1. Mikroarchitektur: ARM vs. x86
Während dein PC auf der x86-Architektur (Intel/AMD) basiert, nutzen fast alle Smartphones ARM-Designs (RISC - Reduced Instruction Set Computer). Der Hauptvorteil ist die Energieeffizienz: ARM-Chips erledigen Aufgaben mit deutlich weniger Transistoren und Abwärme. Apple nutzt mit seinen M- und A-Chips eigene, hochoptimierte ARM-Architekturen. Das Ziel ist eine möglichst hohe "Performance per Watt", damit das Handy bei Volllast nicht nach 10 Minuten wegen Überhitzung drosseln muss (Thermal Throttling).
2. TEE (Trusted Execution Environment)
Wie kann ein Smartphone Fingerabdrücke oder FaceID-Daten sicher speichern, ohne dass eine bösartige App sie klaut? Jedes moderne SoC hat einen isolierten Bereich, das TEE (bei Apple: Secure Enclave). Das TEE ist wie ein zweiter, winziger Computer im Chip mit eigenem RAM und eigenem Betriebssystem. Der Hauptprozessor (Android/iOS) hat keinen direkten Zugriff darauf. Er kann dem TEE nur sagen: "Hier ist ein Scan, sag mir nur Ja oder Nein, ob er passt." Die biometrischen Daten verlassen diesen Tresor nie als Rohdaten.
3. E-Waste und die "Right to Repair" Debatte
Technisch sind Smartphones Wunderwerke der Miniaturisierung, aber ökologisch ein Albtraum. Komponenten sind verklebt statt verschraubt, und die Firmware ist oft proprietär gesperrt. Das erschwert die Reparatur (Sollbruchstellen bei Akkuwechsel). Aktuell gibt es weltweit Gesetzesinitiativen für das Right to Repair, die Hersteller zwingen, Ersatzteile und Anleitungen bereitzustellen. Projekte wie das Fairphone versuchen bereits, ein modulares Smartphone zu bauen, bei dem man Kamera oder Display ohne Spezialwerkzeug in Minuten selbst tauschen kann.
Quick-Check
Warum hält der Akku nur einen Tag?
Weil Displays riesig und hell geworden sind und Prozessoren so schnell wie Laptops sind. Die Akku-Technologie (Li-Ion) entwickelt sich viel langsamer als der Stromhunger der Apps.Was ist "Jailbreak" / "Rooten"?

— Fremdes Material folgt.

Issue #1208, opened 2026-09-14
test(pi): Windows temp-dir cleanup EBUSY races fail the channel CI job


fagemx:
# Problem

The `channel (windows-latest)` CI job intermittently fails on temp-directory teardown with
`EBUSY: resource busy or locked, rmdir '<tmp>\project'`, in `integrations/pi/managed.test.mjs`,
`supervisor.test.mjs` and `adoption.test.mjs`. It re-runs green on the same SHA.

## Evidence

- PR #1206 `Pi session channel` run `34810694398`: attempt 1 red only on `channel (windows-latest)`
  (`EBUSY … rmdir …\edda-adoption-test-…`); attempt 2, same run/head → ubuntu/windows/macos all green.
- Reproduces on base `6ee0675` with a full `npm --prefix integrations/pi test` (4 failures), and locally
  (varied tests fail per run: `adoption`, `managed`, `supervisor`). Running the affected files in
  isolation passes (e.g. `managed.test.mjs adoption.test.mjs` → 20/20).
- Related but distinct: GH #1204 (`privateRoot` PowerShell ACL `ETIMEDOUT`). This issue is the
  process/temp-dir cleanup race.

# Expected

Make the per-file temp project cleanup tolerant of a still-held Windows handle (bounded retry / open-
handle close before `rm`), so a teardown race cannot fail an otherwise-correct assertion. Do not weaken
the lifecycle assertions or add sleeps that mask a real leak.

# Scope

`integrations/pi/*.test.mjs` + `integrations/pi/fixtures/**` teardown (internal-tool). Pre-existing,
not caused by PR #1206.

fagemx:
taking: edda/winpi-controller at 2026-09-14T13:22:38Z

Issue #1204, opened 2026-09-14
fix(pi): privateRoot's powershell ACL step intermittently ETIMEDOUTs on Windows CI


fagemx:
# Problem

`integrations/pi/store.mjs` `privateRoot()` runs a PowerShell ACL script on every registry root:

```js
execFileSync('powershell.exe', ['-NoLogo', '-NoProfile', '-NonInteractive', '-File',
  fileURLToPath(new URL('./private-directory.ps1', import.meta.url)), '-Path', root],
  { windowsHide: true, timeout: 15000, stdio: 'pipe' });
```

On Windows CI it intermittently fails with `Error: spawnSync powershell.exe ETIMEDOUT`, taking down
whichever test first calls `privateRoot()` (observed: `CLI process survives launcher, reconnects,
stops…`, `concurrent launchers converge…`, `real Pi session listing discovers live and offline runs
read-only`). It re-runs green on the same SHA.

## Evidence (public, pre-existing, not caused by a diff)

- Job A reproduced it on base `main` `a1b7c6d4ff18e6741cdab894eadf7cf6246e4085` via `workflow_dispatch`
  with none of its changes present: run
  [34799835049](https://github.com/fagemx/edda/actions/runs/34799835049), job
  `manager (windows-latest)` `103840084295` → `tests 67 / pass 64 / fail 1`,
  `spawnSync powershell.exe ETIMEDOUT`.
- Job A analysis: https://github.com/fagemx/edda/pull/1196#issuecomment-5658242919
- Seen again on PR #1198's `Agent manager` Windows job (`EPERM`/`cli.js start --port 0` in the
  same cleanup region) and green on re-run.

## Impact

Every `integrations/pi/**` PR can show a red `Agent manager` Windows job for a reason unrelated to its
change. `manager` is not a required `CI Gate` dependency, so it does not block R6, but it is ambiguous
noise.

## Expected

`privateRoot()` should not let a transient PowerShell/ACL timeout fail unrelated tests: bound/retry the
secure step, degrade with a typed, visible signal, or make the ACL application idempotent/lazy so a slow
first call is not fatal. Do not weaken the private-root guarantee; do not add a scheduler or a new
storage layer.

# Scope

`integrations/pi/store.mjs` / `private-directory.ps1` (internal-tool). Filed from Job B (PR #1198) on
Job A's evidence; no fix round was spent in the merged PR because the flake predates it and is not
`CI Gate`-blocking.

fagemx:
[...]

Issue #1194, opened 2026-09-13
fix(pi): writeJson durability follow-ups from PR #1191 round 4 (P2)


fagemx:
Follow-ups from the authoritative round-4 review of the merged NUL-writer durability fix
(PR #1191, merged `861bff5`, reviewed head `c500a45`, `review_verdict` event
`evt_01m2egv9ppcsb6erxyxa62y87t`, official `deepseek-flash` via Pi on the R22 internal-tool
surface). All three are **P2 advisory, non-blocking**; the merge was accepted with P0=0/P1=0.

1. **`integrations/pi/store.mjs:86` — `TOLERATED_DIR_FSYNC` includes `EBADF`.** `EBADF` does not
   mean "not supported here" as the same hunk's rationale states, so an `fsync` failing with
   `EBADF` would silently skip the durability barrier the change exists to enforce. Unreachable
   today (the fd was just opened), so quality-only — drop `EBADF` or document it separately.

2. **`integrations/pi/store.mjs:79` — causal-comment wording.** The comment says an interruption
   "between the tmp write and the rename" leaves the target zero-filled, but a crash strictly
   before the rename leaves the old target intact; the target reads back as NUL only once the
   rename has moved unflushed data. Wording only; ordering and the fix are correct.

3. **`integrations/pi/durability.test.mjs:53` — legacy-test fidelity.** The "legacy" case drives
   the crash model by hand rather than exercising pre-fix `writeJson`, so it demonstrates the
   model rather than product behaviour. Test 1 at `:33-41` is the real regression test and does
   fail without the change. A standalone bounded reproduction that runs the unmodified base
   module is recorded at
   `C:/Users/fagem/.edda-pi-delivery/operator-visible-work/phase1b-repro/reproduce.test.mjs`.

Out of scope for this issue: repairing existing NUL files, backup/rotation, and any writer that
is not `writeJson`.

fagemx:
Absorbed and delivered by PR #1222 (merge commit `abecf441145ab84be1826f1c6a1f60d02856aac7`), which landed on top of the PR #1191 fix. All three items are addressed on the same writer:
1. `EBADF` in `TOLERATED_DIR_FSYNC` is now documented separately from the `EINVAL`/`ENOTSUP` "not supported here" case instead of dropped (dropping it changed base behaviour — round-1 authoritative finding).
2. The causal comment now states the NUL is observed once the rename of unflushed bytes lands, and that a crash before the rename leaves the previous complete record.
[...]

PR #1222, opened 2026-09-14
fix(pi): retry the Windows record replace so a reader cannot kill a managed runner (#1215)

### LINKED ISSUE #1215: fix(pi): writeJson rename can EPERM on Windows while a reader walks managed state (runner died)
# Problem

On Windows, `writeJson`'s atomic rename can fail `EPERM` while a reader is walking the registry, killing
a live managed runner. Observed 2026-09-14T10:54 in
`C:/Users/fagem/.edda-pi-delivery/operator-visible-work/registry`:

```
Error: EPERM: operation not permitted, rename
  '…\managed\82e6109c-8035-47aa-855c-783f287f475a\state.json.<uuid>.tmp'
  -> '…\managed\82e6109c-8035-47aa-855c-783f287f475a\state.json'
    at renameSync (node:fs)
    at Object.rename (…/releases/cf751f42…/store.mjs:92)
    at writeJson (…/releases/cf751f42…/store.mjs:122)
    at save (…/releases/cf751f42…/managed-runner.mjs:32)
    at Timeout._onTimeout (…/releases/cf751f42…/managed-runner.mjs:172)
```

The runner died ~6 s after launch; the child session's channel endpoint became unreachable and
`run-status` reported `runner_unreachable`. `edda-pi run-resume <runId>` recovered it in place (new
`runnerPid`, `status: ready`, `live: true`, initial prompt not replayed); `state.json` stayed valid.
Crash log preserved at `managed/82e6109c-…/runner.log`.

## Lead (not proven)

A rename-based writer racing a directory-walking reader is the shape the timeline supports: `edda-pi runs`
(`listManagedRuns` in `integrations/pi/activation.mjs`) reads **every** `managed/<runId>/state.json`
through `readRecord` (`store.mjs`), and the agent-manager polls every 3 s, calling `managedStatus`, which
falls back to `readRecord(state.json)`. On Windows a replace can fail `EPERM` when the destination is
transiently held without delete-sharing. Not reproduced deterministically.

## Expected

A transient reader must not kill a managed runner. Bound the rename with a short retry on `EPERM`/`EBUSY`
(Windows), or write state with a reader-tolerant strategy, without weakening the durability barrier from
PR #1191 and without a new storage format. A failed final write should degrade visibly (typed signal)
rather than crash the runner, if retries are exhausted.

## Cheap repro shape

Launch a managed run in a registry while invoking `edda-pi runs` in a tight loop (and/or an agent-manager
poll against that registry).

# Scope

`integrations/pi/store.mjs` `writeJson` (internal-tool). Related but distinct from the durability
follow-ups in GH #1194. Reported by Job A from a real launch failure; no fix round spent by Job B.

fagemx:
Closes #1215. Absorbs #1194.

## What

`writeJson`'s atomic replace could throw `EPERM` on Windows when a reader walked the registry
(`edda-pi runs` / `listManagedRuns`; the agent-manager's 3 s poll) or a scanner held the destination
without delete-sharing. Called from the 2 s `managed-runner` heartbeat (inside a `setInterval`, so
outside the runner's own `try`), that was fatal: the runner died ~6 s after launch
(`Error: EPERM … rename … state.json.<uuid>.tmp -> state.json` at `managed-runner.mjs` `save`), the
child channel endpoint became unreachable and `run-status` reported `runner_unreachable`.

## Fix

- `store.mjs`: the replace is retried a bounded number of times on the Windows replace errnos
  `EPERM`/`EBUSY` (six attempts, ~0.5 s cumulative backoff). The PR #1191 durability barrier is
  unchanged — the tmp is still fsynced before the rename, no storage format changed.
- When the window is exhausted, `writeJson` throws a typed **`RecordWriteError`**
  (`code: 'record_write_failed'`, `record`, `errno`, `cause`) instead of a raw errno.
- `managed-runner.mjs`: the heartbeat catches that typed failure, keeps the process alive, records
  `state.writeError` on its live state (so the runner endpoint and `run-status` show the degraded
  write) and retries the next tick. An exhausted write can no longer end a run.

## Absorbed GH #1194 follow-ups (same writer, same files)

- Keep `EBADF` in `TOLERATED_DIR_FSYNC` but document it separately from the `EINVAL`/`ENOTSUP`
  "not supported here" case: the synchronous open→fsync→close cannot produce it today, so tolerating
  it changes no current behaviour, while dropping it would newly propagate a directory-fsync error
  out of `writeJson` (round-1 finding).
- Correct the causal comment: the all-NUL record is observed once the rename of **unflushed** bytes
  lands, while a crash strictly before the rename leaves the previous complete record intact.
- The legacy durability case now runs the production `writeJson` with the durability flush disabled
  (the actual pre-1191 algorithm) instead of hand-driving the fault model.

## Tests

`integrations/pi` → `node --test *.test.mjs`: **143 tests, 142 pass**; the single failure was the
pre-existing GH #1208 Windows teardown `EBUSY` flake (passes in isolation and on retry). New coverage:

- `durability.test.mjs` (7): transient `EPERM`/`EBUSY` retried until the record lands; exhausted
  retry throws `record_write_failed` and never presents a partial record as the write; a
  non-retryable errno propagates unchanged and is not retried; the pre-1191 algorithm through the
  production writer reproduces the all-NUL record; the real `fsync`/parent-flush path.
- `managed.test.mjs`: a live managed run survives a 9 s reader walk (`listManagedRuns` +
  `managedStatus`) across several heartbeat windows and records no failed write; and a forced
  retry-exhaustion case (the state record destination becomes a non-empty directory) shows the
  runner staying live, reporting the typed `record_write_failed` failure through `run-status`, and
  clearing it once the record is writable again.

## Round-1 findings (addressed, head `0a09c36`)

- **P1** `TOLERATED_DIR_FSYNC`: restored `EBADF` and documented it separately (see above).
- **P2** `state.writeError` is now cleared by the shared `save()` on any successful write, so a
  recovered failure cannot be persisted by another save site and re-reported.
- **P2** terminal writes go through a `finalSave()` that logs the typed failure instead of rethrowing
  it as an unhandled error while the runner ends.
- **P2** the managed test suite now forces retry exhaustion end to end (see above).

`npm --prefix integrations/pi run test:package` → passed.

## Out of scope (recorded, not absorbed)

- **#1204** (`privateRoot` PowerShell ACL `ETIMEDOUT`) — different root cause (a spawn timeout in a
  different step); cannot be shown to share this bounded root/surface.
- **#1208** (Windows test temp-dir cleanup `EBUSY`) — test-teardown race in other files.

## Surface

Changed paths are `integrations/pi/{store.mjs,managed-runner.mjs,durability.test.mjs,managed.test.mjs}`
→ R22 **internal-tool**, where official `deepseek-flash` via Pi is authoritative
(`origin/main` `419ac07`). `integrations/pi/activation-receipt.mjs`, `scripts/activation/**`,
`edda-pi activation` help text and `integrations/agent-manager/**` are untouched (activation stream).


fagemx:
## Code Review: Round 2 — PR #1222 @ 0a09c36d6cdbdbe926450c84484e2bada31c52e4

- elapsed: 106775 ms (measured)
- model_requested: `deepseek/deepseek-flash`
- model_observed: `deepseek/deepseek-flash` (in-band; round-1 host receipt for this session)
- reviewer_session: `cc3f4e94-1db0-5139-826b-791603f58c9b` (`review-0a09c36d6cdb-r2`, tool policy hard)
- posted_by: delivery controller on behalf of the reviewing session (the R22-hardened Pi reviewer runs read-only and cannot post); verdict facts are the ledger `review_verdict` event `evt_01m2g28metmgmww9d3dk9vj9dz`
- spec: spec-backed (issue #1215, trust maintainer) · core core-v1
- class: code-risk
- surface: R22 internal-tool, engine `deepseek-flash` via pi on the official `deepseek` provider — authoritative
- escalations: none
- cost: $0.1400 (measured)
- previous: `evt_01m2g1sep5kweb2t04qy866tdn` · history rewritten: false

### IN SCOPE
IN SCOPE (frozen): the round-1 delta on the four changed paths. `store.mjs` bounds the replace with
a retry on `EPERM`/`EBUSY` and raises a typed `RecordWriteError` (`record_write_failed`) on
exhaustion; `managed-runner.mjs` keeps a live run alive, records `state.writeError`, and routes
terminal writes through `finalSave()`; `durability.test.mjs` covers retry, exhaustion,
non-retryable propagation, the pre-1191 reproduction and the real fsync path; `managed.test.mjs`
covers a reader walk and a forced retry exhaustion. The PR #1191 durability barrier (fsync before
rename) is unchanged and no storage format changed.

### Rules
| Rule | Result | Evidence |
|---|---|---|
| prior P1 (EBADF tolerance removal) | resolved | `store.mjs:96-101` restores `EBADF` and documents the tolerance separately; `flushDir` paths unchanged from base |
| prior P2 (stale `writeError` persisted by other save sites) | resolved | single writer `managed-runner.mjs:32-41` clears/preserves `writeError`; every save site routes through it (`53,90,112,163,176,178,186,189,198`) |
| prior P2 (terminal save rethrows unhandled) | resolved | `finalSave()` `managed-runner.mjs:45-51` catches and records the typed field; called at `205` and `207` |
| prior P2 (no test forcing retry exhaustion) | resolved | `managed.test.mjs:265-293` forces a persistent replace failure and asserts live + typed + recovery |
| U1 | na | round-2 DIFF file list inspected; four declared paths |
| U2/U3/U4 | na | PR body and commit list not supplied to this round; no `gh`/git execution in a read-only round |
| U5 | na | diff changes no markdown; host EVIDENCE maps the markdown gate to Format=pass |
| U6 | na | host EVIDENCE gate table read; no CHECKLIST MEASURE IDs issued this round |
| U7 | na | delta audited against `d97849c`; all prior findings verified resolved at `0a09c36` |
| U8 | na | no `Decision:` line in the brief; the unrelated ledger key is out of scope |
| C1 | na | `store.mjs:88-175`, `managed-runner.mjs:25-210`, both test files read against the SPEC Expected |
| C2 | na | `durability.test.mjs:76-113` and `managed.test.mjs:265-293` require the new retry and heartbeat catch |
| C3/C4/C5 | na | no `crates/**` or `*.rs` path in the DIFF |
| R1 | na | added lines inspected; only the pre-existing `store.mjs:172-174` tmp unlink |
| R2/R3 | na | no shell/CI path changed in the DIFF |
| R4 | na | `store.mjs:160-175` and `managed-runner.mjs:32-51` release the tmp on every exit; failure paths are typed or logged |
| R5 | na | `store.mjs:106-128,163` `randomUUID` tmp name, `basename`-only messages, `io.sleep` default |
| Wiring | na | new surfaces `RecordWriteError` / `state.writeError` / `finalSave` / `io.sleep` enumerated in `store.mjs:106-128` and `managed-runner.mjs:32-51,64,195-207` |
| Security / data loss | na | read `writeJson` and all managed-runner save paths; the NUL barrier is retained and no partial record is presented |
| Current-base integration | na | round-2 DIFF `0a09c36` over `17057395f`; host wiring-scan over the same range |

### Findings
- [P2] The exhaustion test asserts the Windows code is `record_write_failed`, which holds only if
  renaming a file onto a non-empty directory is `EPERM`/`EBUSY` on Windows; any other errno (for
  example `EACCES`) is not retried, so the assertion would fail and redden the
  `pi-session-channel` Windows job. Stated as unverified, not proven. — evidence:
  `managed.test.mjs:283` asserts `record_write_failed` on win32; `RETRYABLE_RENAME` is
  `{EPERM, EBUSY}` at `store.mjs:103`

### RAN vs READ
RAN: none — read-only round under the R22-hardened tool policy (hard).
READ: host EVIDENCE gate table — `CI Gate` green, `Format` green, Clippy/Test rows `missing` for a
Node-only diff (advisory). The `pi-session-channel` workflow is not among the provided receipts, so
test execution and the Windows errno mapping behind `managed.test.mjs:283` stay **unverified** in
this round; that is the sole finding.

### Verdict
LGTM (P0=0, P1=0) — all four round-1 findings are resolved at the new head, the durability barrier is
retained, and the sole remaining item is the advisory P2 about the Windows errno mapping.

fagemx:
## Review Response: Round 2 — PR #1222 @ 0a09c36d6cdbdbe926450c84484e2bada31c52e4

(Authoritative Round 2: `review_verdict` `evt_01m2g28metmgmww9d3dk9vj9dz`, official
`deepseek/deepseek-flash` via Pi, **LGTM**, 1 P2 advisory.)

- **P1 (fixed) — `EBADF` tolerance removal changed base behaviour.** `EBADF` is restored in
  `TOLERATED_DIR_FSYNC` and documented separately from the `EINVAL`/`ENOTSUP` "not supported here"
  case, so a directory-fsync error can no longer newly propagate out of `writeJson`.
- **P2 (fixed) — stale `writeError` persisted by other save sites.** The shared `save()` now clears
  `writeError` on every successful write and restores it on failure, so a recovered failure cannot be
  re-reported.
- **P2 (fixed) — terminal save rethrew unhandled.** Terminal writes go through `finalSave()`, which
  logs the typed failure instead of throwing while the runner ends.
- **P2 (fixed) — no test forced retry exhaustion.** `managed.test.mjs` now makes the state record
  destination a non-empty directory, forcing every replace to fail: the heartbeat exhausts its
  bounded retries, the runner stays live, `run-status` reports `record_write_failed`, and the failure
  clears once the record is writable again.

**Sole remaining P2 (advisory) — the Windows errno mapping.** The reviewer could not see the
`pi-session-channel` receipts. At this exact head `0a09c36`, the `Pi session channel` workflow is
green on **ubuntu-latest, macos-latest and windows-latest** (run
[34849964467](https://github.com/fagemx/edda/actions/runs/34849964467)), which runs
`npm --prefix integrations/pi test` — including the forced-exhaustion test and its win32
`record_write_failed` assertion. Locally on Windows the same case reproduces `EPERM` for
`rename(file → non-empty directory)` (so the errno is retryable). The P2 is therefore answered by
exact-head execution rather than left unverified; no code change was needed.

Das Knacken der Sicherheits-Sperren, um volle Kontrolle (Admin-Rechte) zu bekommen. Erlaubt Dinge, die der Hersteller verboten hat, ist aber ein Sicherheitsrisiko (Viren!).Warum werden Kameras immer besser?
Nicht wegen den Linsen (die sind winzig), sondern wegen "Computational Photography". KI berechnet aus 10 schlechten Fotos ein perfektes Bild (Nachtmodus).